Algumas vezes eles choravam
por ter a consciência de que atravessaram um imenso deserto existencial,
saturado de angústias e discórdias. Contudo, queriam recuperar o tempo perdido,
queriam viver intensamente cada minuto que lhes restava de vida, por isso,
algumas vezes, eles acordavam um ao outro de madrugada para conversar e ficar
mais tempo juntos. A afetividade entre os dois floresceu como na primavera
mais rica da adolescência.
Minha paciente me dizia que
havia encontrado um sentido para sua vida e que, no final de sua existência,
começou a trabalhar suas contrariedades e a aprender a ter prazer nos pequenos
estímulos. Por isso, até os sons dos pássaros que eram imperceptíveis aos seus
ouvidos, se tornaram músicas para eles. Comovido com essa melhora acentuada e
estável, escrevi um bilhete para ela e para o marido, dizendo: "Parabéns;
vocês se tornaram poetas da existência, souberam encontrar ternura e dignidade
no final de suas vidas; descobriram que a sabedoria se conquista quando aprendemos
a superar nossos invernos existenciais..." Eles ampliaram os dizeres deste
bilhete e o colocaram na sala do apartamento deles.

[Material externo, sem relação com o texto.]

PR #854, opened 2016-03-29
ephemeris display improvements

tpolecat:
Some minor improvements in the display of ephemeris information in the target editor.

- shows ephemeris resolution in minutes
- shows time + position a bteginning of scheduling block (if any)
- shows current position, and updates in real time

image

There is still work to do but this is an improvement.

### DIFF
--- a/bundle/jsky.app.ot/src/main/scala/jsky/app/ot/gemini/editor/targetComponent/details2/EphemerisEditor.scala
+++ b/bundle/jsky.app.ot/src/main/scala/jsky/app/ot/gemini/editor/targetComponent/details2/EphemerisEditor.scala
@@ -1,47 +1,164 @@
 package jsky.app.ot.gemini.editor.targetComponent.details2
 
-import java.awt.Color
+import java.awt.{Insets, GridBagConstraints, GridBagLayout, Color}
 import java.text.SimpleDateFormat
-import java.util.{ Date, TimeZone }
-import javax.swing.JLabel
+import java.util.{ TimerTask, Timer, Date, TimeZone }
+import javax.swing.{SwingConstants, BorderFactory, JPanel, JLabel}
 
 import edu.gemini.pot.sp.ISPNode
 import edu.gemini.shared.util.immutable.{ Option => GOption }
-import edu.gemini.spModel.core.{Declination, Angle, RightAscension, SiderealTarget, Coordinates, Target}
+import edu.gemini.spModel.core.{Ephemeris, NonSiderealTarget, Target}
 import edu.gemini.spModel.obs.context.ObsContext
 import edu.gemini.spModel.target.SPTarget
 import jsky.app.ot.gemini.editor.targetComponent.TelescopePosEditor
+import edu.gemini.shared.util.immutable.ScalaConverters._
 
 import scalaz._, Scalaz._
 
 class EphemerisEditor extends TelescopePosEditor with ReentrancyHack {
 
+  private[this] var target: Option[NonSiderealTarget] = None
+
+  // TODO: stop the timer when the window closes, or something?
+  private val timer = new Timer
+  timer.scheduleAtFixedRate(new TimerTask {
+    def run(): Unit =
+      target.flatMap(_.coords(System.currentTimeMillis)) match {
+        case Some(cs) => now.setText(cs.ra.toAngle.formatHMS + " " + cs.dec.formatDMS)
+        case None     => now.setText("--")
+      }
+    }, 1000L, 50L) // unjustifiably fast but it looks cool
+
+  val start, end, size, now, sched, schedCoords  = new JLabel <| { l =>
+    l.setForeground(Color.DARK_GRAY)
+    l.setMinimumSize(l.getMinimumSize <| (_.width = 200))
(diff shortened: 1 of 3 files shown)


tpolecat:
Hm where is Travis?

tpolecat:
Ok close and then re-open fixed it. Confidence high!

bundle/jsky.app.ot/src/main/scala/jsky/app/ot/gemini/editor/targetComponent/details2/EphemerisEditor.scala
```diff
@@ -1,47 +1,164 @@
...
 
 class EphemerisEditor extends TelescopePosEditor with ReentrancyHack {
 
-  val df = new SimpleDateFormat("yyyy-MM-dd HH:mm:ss z") <| { df =>
-    df.setTimeZone(TimeZone.getTimeZone("UTC"))
-  }
+  private[this] var target: Option[NonSiderealTarget] = None
 
-  val start, end, size = new JLabel <| { l =>
+  // TODO: stop the timer when the window closes, or something?
```
cquiroz: Could this stop the JVM from terminating? If the timer is still running

cquiroz:
I wonder if this should be replicated on the PIT to some extent? Or even better, reused

bundle/jsky.app.ot/src/main/scala/jsky/app/ot/gemini/editor/targetComponent/details2/EphemerisEditor.scala
tpolecat: We call `System.exit()` so no, but I should at least create it as a daemon. I was trying to figure how to stop it when the panel is hidden but I was never able to see the relevant events so I gave up (`ComponentListener` never seemed to do anything). Any ideas?

tpolecat:
Yeah, and I need to pull the custom ephemeris file thing from the PIT. We're very close to the models being identical so I think we should be able to make the editors shareable soon.

tpolecat:
Here is a [movie](https://www.dropbox.com/s/vjzcp5mesr06u8k/moon.mov?dl=0). Kind of cool.

bundle/jsky.app.ot/src/main/scala/jsky/app/ot/gemini/editor/targetComponent/details2/EphemerisEditor.scala
swalker2m: Also, the `target` variable will be accessed from multiple threads.  Should it be an `AtomicReference`?

tpolecat: What is the current thinking on that? Back in the olden days I always assumed reference updates were atomic. Did the 64-bit JVM change that?

swalker2m: I think there shouldn't be an issue with a partial write like you would see with updating a Double or Long, but my understanding was that to guarantee that changes made by one thread are seen by another you have to mark the reference `@volatile` or else synchronize it.

cquiroz:
Cool, Can you put the movie directly into GH or do you need to go the dropbox route?

cquiroz:
Cool, Can you put the movie directly into GH or do you need to go the dropbox route?

tpolecat:
No, it won't let you drop movies into comments.

cquiroz:
Looks good :+1:

arturog8m:
Now they will want TPE to show an animation with the trajectory of the object....

andrewwstephens:
I'm not ruling out an animation :smile: but it seems like now we should be able to display the current and future positions without having to click a "Plot" button.

bundle/jsky.app.ot/src/main/scala/jsky/app/ot/gemini/editor/targetComponent/details2/EphemerisEditor.scala
```diff
@@ -1,47 +1,164 @@
...
+  private val timer = new Timer(true)
+  timer.scheduleAtFixedRate(new TimerTask {
+    def run(): Unit =
+      target.flatMap(_.coords(System.currentTimeMillis)) match {
+        case Some(cs) => now.setText(cs.ra.toAngle.formatHMS + " " + cs.dec.formatDMS)
+        case None     => now.setText("--")
```
swalker2m: We should put the `now.setText` in the event loop with `Swing.onEDT` too.

tpolecat: Good catch. I really need to stop trying to write UI code.

tpolecat:
Ok I made the `target` field volatile, moved the text field update on to the EDT, and turned down the refresh speed from 50ms to 1000ms … it looks cool when it goes that fast but there's no reason to burn CPU on it.

tpolecat:
Also made some of the flatmappy stuff easier to follow.

swalker2m:
Looks great. :+1:

PR #857, opened 2016-03-30
REL-2695: change default proprietary period

swalker2m:
A trivial update to the default proprietary period for C, DD, LP, and Q programs.


tpolecat:
:+1:

PR #860, opened 2016-04-04
Remove ParallacticAngleDuration

tpolecat:
This removes `ParallacticAngleDuration`, which was only used in the editor and duplicated information stored in the `SchedulingBlock`.


bundle/edu.gemini.pot/src/main/scala/edu/gemini/spModel/obs/SchedulingBlock.scala
```diff
@@ -1,6 +1,8 @@
 package edu.gemini.spModel.obs
 
-case class SchedulingBlock(start: Long, duration: Long)
+case class SchedulingBlock(start: Long, duration: Long) {
+  def useRemainingTime: Boolean = duration == 0L
+}
```
tpolecat: I will fix this in another PR ... `duration` needs to be an `Option`.

swalker2m:
Looks good to me, but could you comment @sraaphorst on whether there is any reason why removing what appears to be the duplicate copy of the duration in the instrument would be problematic?  I couldn't think of any or remember why we put it in both places (the scheduling block and the instrument).

sraaphorst:
I just looked at this, and it looks fine to me from what I can tell.

I can't remember for the life of me why we had the duplicate copy, either. It seems completely unnecessary. 👍

PR #861, opened 2016-04-04
REL-2648: QPT icon update

sraaphorst:
This simple PR is just an update to the QPT icons for Mac and Windows for 2016B.


sraaphorst:
Since there is nothing to see here, I am just going to merge it.

cquiroz:
Why the OT icon wasn't updated at the same time?

sraaphorst:
They were listed as separate issues in JIRA, so I did them separately, but apart from that, there's really no good reason why they shouldn't have been done together.

PR #863, opened 2016-04-04
REL-2702 Workaround for mystery o'clock

tpolecat:
Ok this works around the weirdness of the production ODB adding `o'clock` in the date formats for `validAt` ... I don't know why this is happening, but this works around it. To be continued...

### DIFF
--- a/bundle/edu.gemini.pot/src/main/java/edu/gemini/spModel/target/SPTargetPio.java
+++ b/bundle/edu.gemini.pot/src/main/java/edu/gemini/spModel/target/SPTargetPio.java
@@ -42,8 +42,16 @@ public class SPTargetPio {
         try {
             return format.parse(dateStr);
         } catch (final ParseException e) {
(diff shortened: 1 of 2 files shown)


bundle/edu.gemini.pot/src/main/java/edu/gemini/spModel/target/SPTargetPio.java
```diff
@@ -42,8 +42,16 @@ public static synchronized Date parseDate(final String dateStr) {
...
-            return null;
+            try {
+
+                // At some point during 16A the server started writing out times with o'clock in
+                // them ... unclear why this happened. Workaround...
+                return format.parse(dateStr.replace("o'clock ", ""));
+
+            } catch (final ParseException ee) {
+                LOGGER.log(Level.WARNING, " Invalid date found " + dateStr);
+                return null;
```
cquiroz: Is it ok to return null? no problems upstream?

cquiroz:
This is :+1: please add a jira ticket to follow this up

PR #864, opened 2016-04-04
Make SchedulingBlock.duration optional

tpolecat:
This finishes a simplification started with #860. A scheduling block with duration zero had a special meaning ("remaining time"); we now use `None` for that, and any `Some(duration)` will always be positive.


cquiroz:
Looks good :+1:

PR #867, opened 2016-04-06
REL-2710: magnitude band rendering

tpolecat:
After spending an hour trying to change the list cell renderer I gave up and just changed the `toString`. Sorry.


cquiroz:
:+1:

PR #868, opened 2016-04-06
REL-2707 fix dms format

tpolecat:
`SPTarget.getDecString` was returning the positive angle rather than ± declination.


cquiroz:
:+1:

PR #1006, opened 2016-06-06
REL-2825: fix duplicate target feature

swalker2m:
Before the new target model was created, the only way to duplicate a target was via XML export followed by import.  Anything else required too much special case copying of individual fields and carried the risk of missing information as the target model evolved over time.  With the new target model all target classes are immutable except the `SPTarget` wrapper itself.  This makes duplication trivial and avoids any rounding errors introduced by passing the data through a `String` representation.


cquiroz:
👍

PR #1007, opened 2016-06-07
REL-2262: fix CAL/ENG ProgramId formatting

swalker2m:
CAL and ENG program ids incorporate the date to which they correspond in format YYYYMMDD.  Unfortunately `ProgramId`, our program id parser/formatter, incorrectly formats CAL and ENG months and dates without a leading 0 in the case of single digit months and days.  Since the OT "Open" dialog works with `ProgramId` in order to accomplish its filtering, CAL and ENG programs are not handled correctly.  In particular, the "Remote" filter determines whether a program is local by asking a `ProgramId` for its corresponding `SPProgramID` and using that to lookup the program in the local ODB.  Since the `SPProgramID` is not correct, the filter fails.


cquiroz:
Looks good to me :+1:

Ela deu um salto qualitativo
na sua saúde emocional e intelectual. Resolveu sua depressão crônica, sua
insociabilidade, agressividade e tornou-se uma pessoa encantadora aos 82 anos
de idade. Viveu uma rica história de amor com seu marido por mais dois anos,
até que ele morreu. O último pedido dele, no leito de sua morte, é que ela o
acariciasse até que ele morresse. Foi assim que findou este romance.
A história dessa paciente é
um exemplo vivo que evidencia que, mesmo nos casos aparentemente insolúveis
pela psiquiatria e pela psicologia, é sempre possível reescrever os capítulos
fundamentais da personalidade.
O homem, independentemente de
sua idade, personalidade e transtornos psíquicos, pode e tem o direito de se
tornar um engenheiro de idéias que constrói e reconstrói a sua história
psicossocial. Ao aplicar os princípios psicoterapêuticos derivados do processo
de construção da inteligência, estimulamos o resgate da liderança do eu e
fazemos com que os pacientes deixem de ser espectadores passivos de misérias
psíquicas e passem a ser agentes modificadores de sua personalidade. Onde a
psiquiatria clássica não consegue pisar os procedimentos psicoterapêuticos
multifocais pode, em diversos casos, alcançar.